Abstract:
The boundary and initial boundary value problems have always played a vital
character in the fields of science and technology. Different numerical techniques are
used to obtain numerical approximations of such problems. We present and illustrate
novel numerical techniques for the numerical approximations of higher order
boundary and initial boundary value problems. The numerical techniques derived in
this research work are based upon the fact of employing polynomial cubic spline
(PCS) scheme and non polynomial cubic spline (NPCS) scheme in conjunction with
the decomposition procedure. In the case for ordinary differential equations, the
decomposition procedure is used to reduce the higher order boundary value problems
(BVPs) into the corresponding system of second order boundary value problems. Then
PCS and NPCS schemes are constructed for each second order ordinary differential
equation. The first order derivatives are approximated by the central finite differences
of (ℎ ). For partial differential equations, the second order time derivatives are
decomposed into the first order derivatives. The process of decomposition generates a
linear system of partial differential equations, where the first order time derivatives are
approximated by the central finite differences.
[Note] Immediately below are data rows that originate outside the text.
PR #146, opened 2018-12-10
automatically set importer permissions when configured

pookmish:
# READY FOR REVIEW

# Summary
- Automatically allow site managers to run importers _after_ importer has been configured.

# Needed By (Date)
- asap

# Urgency
- medium

# Steps to Test
1. checkout this branch
1. composer install
1. blt drupal:sync
1. go to permission page, verify site managers don't have permission to "Execute Migration Course importer" or "Execute Migration Events importer"
1. configure an events or course migration at `/admin/structure/migrate/course-importer` or `/admin/structure/migrate/events`
1. go back to permission page, verify site managers now have permission to "Execute Migration Course importer" or "Execute Migration Events importer".

# See Also


docroot/modules/humsci/hs_capx/src/Form/CapxForm.php
```diff
@@ -73,6 +101,13 @@ public function submitForm(array &$form, FormStateInterface $form_state) {
       ->save();
 
     Cache::invalidateTags(['migration_plugins']);
+
+    // Add permission to execute importer.
+    $role = $this->entityTypeManager->getStorage('user_role')->load('site_manager');
+    if ($role) {
+      $role->grantPermission('import hs_capx migration');
+      $role->save();
```
sherakama, line 109: Are you tracking role permissions anywhere in config?

sherakama:
This seems fine with just a couple of questions.

1. Are you tracking the role permission grants anywhere that would be overridden by this new feature?
2. The granting process seems to be very granular. If the approach is to catch-all should this be done in a form_alter instead of adding the grant in each form submit?

pookmish:
We're tracking permissions only for install state. After installation, permissions are ignored.
It is granular because each form sets a different permission relative to the migration entity it is used on. A form alter would be more complex in the logic and wouldn't be OOP IMO

sherakama (approved):

PR #148, opened 2018-12-14
Hsd8 529 audio embeding

pookmish:
Follow steps in https://github.com/SU-SWS/stanford_media/pull/11


boznik (approved):
This is working as expected

PR #151, opened 2019-01-07
HSD8-463 Decode local urls before saving

pookmish:
# READY FOR REVIEW

# Summary
- When a user saves a link field with a local link, the saved value must be in a decoded format.
- Decode any local urls during saving

# Needed By (Date)
- asap

# Urgency
- low

# Steps to Test

1. checkout this branch
1. optionally sync a site
1. clear cache
1. create a new basic page with a postcard paragraph
1. for the link field enter any url with a `%20`
1. after saving, check that the generated link does not have `%25%20`

# See Also


boznik (approved):
This is working as expected

PR #154, opened 2019-01-15
Hsd8 530 capx tagging

pookmish:
# READY FOR REVIEW

# Summary
- Added new config entity for capx to allow for tagging content during importing.

# Needed By (Date)
- End of sprint 1/30

# Urgency
- High

# Steps to Test
1. Checkout this branch
1. composer install/update
1. blt drupal:sync --site=[sitename]
1. Add a capx password key on `/admin/config/system/keys`
1. configure capx credentials on `/admin/structure/migrate/capx/creds`
1. add 2 or more capx importers on `/admin/structure/migrate/capx` with some field tagging
1. run the importer on `/import` page. 
1. insure the content that was imported is tagged with the appropriate terms.

# See Also


sherakama:
Your summary is really short for how big a PR and deal this is. Digesting this today.

pookmish:
it ties into that conversation we had before winter closure. tag content during import based on what workgroup is configured to import

sherakama:
I like this. The interface feels familiar and consistent what we had in D7.

Couple of things:
1. Can you add description fields to the tagging to explain what it is doing
2. It would be nice if you could add an `execute` or `update` option in the operations drop down for each importer so someone could run it from that interface as well
3. Unrelated, but I cannot search for organization by the org code.

docroot/modules/humsci/hs_capx/src/CapxImporterListBuilder.php
```diff
@@ -0,0 +1,33 @@
...
+
+namespace Drupal\hs_capx;
+
+use Drupal\Core\Config\Entity\ConfigEntityListBuilder;
+use Drupal\Core\Entity\EntityInterface;
+
+/**
+ * Provides a listing of Capx importer entities.
+ */
+class CapxImporterListBuilder extends ConfigEntityListBuilder {
```
sherakama, line 11: TIL, thanks.

docroot/modules/humsci/hs_capx/src/Entity/CapxImporter.php
```diff
@@ -0,0 +1,134 @@
...
+ *       "add" = "Drupal\hs_capx\Form\CapxImporterForm",
+ *       "edit" = "Drupal\hs_capx\Form\CapxImporterForm",
+ *       "delete" = "Drupal\hs_capx\Form\CapxImporterDeleteForm"
+ *     },
+ *     "route_provider" = {
+ *       "html" = "Drupal\hs_capx\CapxImporterHtmlRouteProvider",
+ *     },
+ *   },
+ *   config_prefix = "capx_importer",
+ *   admin_permission = "administer site configuration",
```
sherakama: It would be nice if this was `administer capx importers`

sherakama (approved):
GTG with a few feature additions.

pookmish:
So I tried and tried, but was not able to get a import button for a single importer. the config overridder gets cached and can't be changed at runtime depending on a route. which means i cant change the urls to target only a single url. its either all or nothing.

I did fix the other requests though
back to you

PR #124, opened 2021-07-28
fix info about facebookresearch/WavAugment

EnisBerk:
Hey,
Thanks for the great library and info about other ones.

The performance of the new derived schemes is illustrated by numerical tests
that involve comparing numerical approximations with analytical solutions on a
collection of carefully selected problems from the literature. These problems range
from those involving higher order ordinary differential equations, for example, fifth,
sixth, seventh, twelfth, and thirteenth order ordinary differential equations and partial
differential equations, like fourth order parabolic equations, one dimensional
hyperbolic telegraph equations, and one dimensional wave equations. In addition,
Adomian decomposition method is used to construct the boundary conditions for the
solution of fourth order parabolic equations.